If low cost production is the primary competitive driver – then eliminating all inefficient, non-productive, or high cost production or distribution aspects of the “production line” is essential. It makes no difference whether it’s Northwest or some other carrier … airlines producing commodity seats MUST. take advantage of every way possible to lower the cost of seat production. And it has become very very clear that the low cost carriers … which Northwest claims represents 70% of its current competitive market … have proven the validity and cost effectiveness of non-GDS distribution channels. In point of fact, Northwest has proven it to them selves!

Don’t think that the other carriers are not waiting in the wings for this mess to sort itself out.

Given this line of thinking, please go back up to the “clippings” that lead into this piece. Ask yourself … just exactly who is rising up in arms over this Northwest action?

Loudest and most aggressively … the GDSs lead the list; and interestingly, the large corporate or contract buyers are right behind.

So one has to ask the question … what happens to the GDSs if the Northwest initiative is implemented? Answer … Northwest begins to shift more and more distribution business away from the GDSs to its alternative direct booking channels. While OTWC has been pointing to that trend for the past five years … what the Northwest action does (particularly if mirrored by other airlines) is speed the rate of change!

What is a bit of a surprise to me is that it is Sabre, among all the GDSs, that is leading the charge against the Northwest initiative. I say that because, of all the GDSs, the only one with a technology platform capable of adapting to the GDS by-pass alternative distribution channels– is Sabre. But technology does not, in itself, support a business plan, employ staff, pay for facilities, or even sustain contract compliance to enable some aforementioned business strategy or plan. .

Clearly, the speed at which the Northwest initiative can restructure the distribution structure of the industry is clearly a major driver as the GDSs have unilaterally “circled their wagons” in the face of this impending danger.
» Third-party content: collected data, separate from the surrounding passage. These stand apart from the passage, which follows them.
PR #1081, opened 2019-02-21
Add Screen Capture.

jan-ivar:


a2sheppy:
I forgot to add this when I added Screen Capture to GroupData. Whoops!

PR #1082, opened 2019-02-22
Add Web Share API - Level 2.

jpmedley:


jpmedley:
Is there anything I need to do to move this forward. I just submitted the same content a second time (see above) because this has been here long enough that I forgot about it.

jpmedley:
Is there anything I can do to move this along?

PR #1089, opened 2019-02-26
Add Deprecated tools link

irenesmith:
Adding a new page [Deprecated tools](https://developer.mozilla.org/en-US/docs/Tools/Deprecated_tools) to ToolsSidebar.ejs so that it will appear in the DevTools sidebar under "More Tools".

For reference, see: [ZenHub #820](https://app.zenhub.com/workspaces/mdn-sprint-board-5ab3d23fd0f4ea53b0022a61/issues/mdn/sprints/820)


irenesmith:
> 
> 
> Oops, that was supposed to be a request changes. :)

Chris helped me with the conflict but I see that this still isn't merged. Do you have to approve the changes?

PR #1724, opened 2021-05-27
Field names must be comma separated 

obones:
If not, it would create a single item with the two strings concatenated


Mindavi:
LGTM, but hold off merging until https://github.com/merbanan/rtl_433/pull/1735 is merged, since that one would otherwise have to fix the conflicts.

zuckschwerdt:
I'll rebase, no problem.

PR #1730, opened 2021-05-31
Add FreeBSD installation instructions

rosorio:
Now FreeBSD has pre-compiled binaries for rtl_443 :)


zuckschwerdt:
That's great news! Thanks.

The issue is NOT, as the GDSs spin-artists would have the public and government believe, creating an artificial fare increase or making consumers pay for something that consumers once got free! Nothing is “free” in commerce … “free” only comes from different packaged ways of packaging … or not packaging.

The other really interesting aspect of the clamor that the Northwest initiative has drawn – is that from the associations that represent the “mega-corporate” buyers!

The proverbial question arises … why these folks. The answer seems to lie in the “deals” that their corporate constituents get; “deals” that are sometimes direct and sometimes a pass-through from their corporate mega-agency.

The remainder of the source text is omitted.